Sheinbaum pide a EE.UU. no usar a México en su campaña electoral
La presidenta mexicana Claudia Sheinbaum rechazó las críticas del gobierno estadounidense sobre la seguridad en México y pidió respeto ante el proceso electoral de Estados Unidos.
La mandataria mexicana Claudia Sheinbaum respondió con firmeza a las recientes declaraciones del secretario de Estado de Estados Unidos, Marco Rubio, quien aseguró que amplias zonas de México están bajo control del narcotráfico. Sheinbaum calificó estas afirmaciones como parte de la campaña electoral estadounidense de cara a las elecciones intermedias de noviembre, y pidió que México no sea usado como un instrumento político.
Durante su conferencia matutina en Palacio Nacional, Sheinbaum insistió en que México no es “piñata de nadie” y que debe ser respetado como nación soberana. Reiteró que México no interviene en los procesos electorales de Estados Unidos y pidió reciprocidad. “Nos coordinamos, sin subordinarnos”, afirmó, en un llamado a mantener una relación bilateral basada en el respeto y la colaboración mutua.
La presidenta defendió los avances en la estrategia nacional contra el crimen organizado, destacando la reducción en los homicidios dolosos como prueba del compromiso del gobierno mexicano. Sin embargo, Sheinbaum también hizo un llamado a Washington para que refuerce la lucha contra el consumo interno de drogas y el tráfico ilícito de armas hacia México, factores que dificultan la seguridad en la frontera común.

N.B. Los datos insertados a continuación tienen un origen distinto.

PR #874, opened 2021-06-10
Add cpu support for Bucketize

rjzamora:
Related to #534 

Adds support for cpu-backed data in `Bucketize` (and relevant test coverage).

### DIFF
--- a/nvtabular/ops/bucketize.py
+++ b/nvtabular/ops/bucketize.py
@@ -12,8 +12,10 @@
 # WITHOUT WARRANTIES OR CONDITIONS OF ANY KIND, either express or implied.
 # See the License for the specific language governing permissions and
 # limitations under the License.
-import cudf
+import numpy as np
 from nvtx import annotate
+
+from nvtabular.dispatch import DataFrameType, _array
 
 from .operator import ColumnNames, Operator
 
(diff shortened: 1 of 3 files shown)


nvtabular/ops/bucketize.py
```diff
@@ -54,15 +56,15 @@ def __init__(self, boundaries):
...
-            for boundary in b:
-                val += (gdf[col] >= boundary).astype("int")
-            new_gdf[col] = val
-        return new_gdf
+            new_df[col] = np.digitize(
+                df[col].values,
+                _array(b, like_df=df),
+                right=False,
+            )
+        return new_df
```
rjzamora, line 68: The deleted comment says that `cupy.digitize` was not supported in 7.8.  However, it looks like [`digitize` was added](https://github.com/cupy/cupy/pull/2758) before that release.  Therefore, I changed the logic to use `np.digitize` (which dispatches to cupy when the data is a cupy array).  I still need to figure out if we need a version check here.

benfred (approved):

nvtabular/ops/bucketize.py
rjzamora: Okay - I added a `LooseVersion` check that cupy is >=8.0.0 before using digitize (I confirmed that this is the earliest version with support)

Las declaraciones de Sheinbaum se dan en un contexto de tensión política y negociaciones comerciales entre ambos países, donde la seguridad fronteriza y el control del narcotráfico han cobrado protagonismo. Marco Rubio reiteró sus críticas en una visita a Ecuador, mientras el presidente estadounidense Donald Trump ha señalado en múltiples ocasiones la supuesta falta de control mexicano sobre ciertos territorios.
Con cautela, la presidenta mexicana anunció que su gobierno mantendrá una postura de “cabeza fría” para evitar provocaciones y preservar la estabilidad diplomática. Para Sheinbaum, la relación con Estados Unidos es una responsabilidad política fundamental que impacta el bienestar de ambas naciones.
La cooperación bilateral en materia de seguridad ha sido un eje central en los últimos años, aunque las diferencias en la percepción del problema del narcotráfico persisten. México ha insistido en que el combate a esta problemática debe ser integral y bilateral, incluyendo medidas para reducir la demanda en Estados Unidos y controlar el flujo de armas hacia su territorio.
Este episodio refleja las complejidades de una relación que, pese a su estrecha interdependencia económica y social, enfrenta desafíos en temas sensibles como la seguridad y la política interna. La tensión política en Estados Unidos y la proximidad de sus elecciones agregan una capa adicional a estas dinámicas.
Para entender mejor esta situación, puede consultarse información sobre las relaciones México-Estados Unidos en Wikipedia o el impacto del narcotráfico en la región a través de reportes de la ONU y la OCDE. Asimismo, las políticas migratorias y de seguridad fronteriza están documentadas en el portal oficial del Gobierno de México.
La disputa verbal entre ambos países subraya la importancia de mantener canales abiertos para la cooperación y evitar que los debates políticos internos afecten la relación bilateral, crucial para la estabilidad de Norteamérica.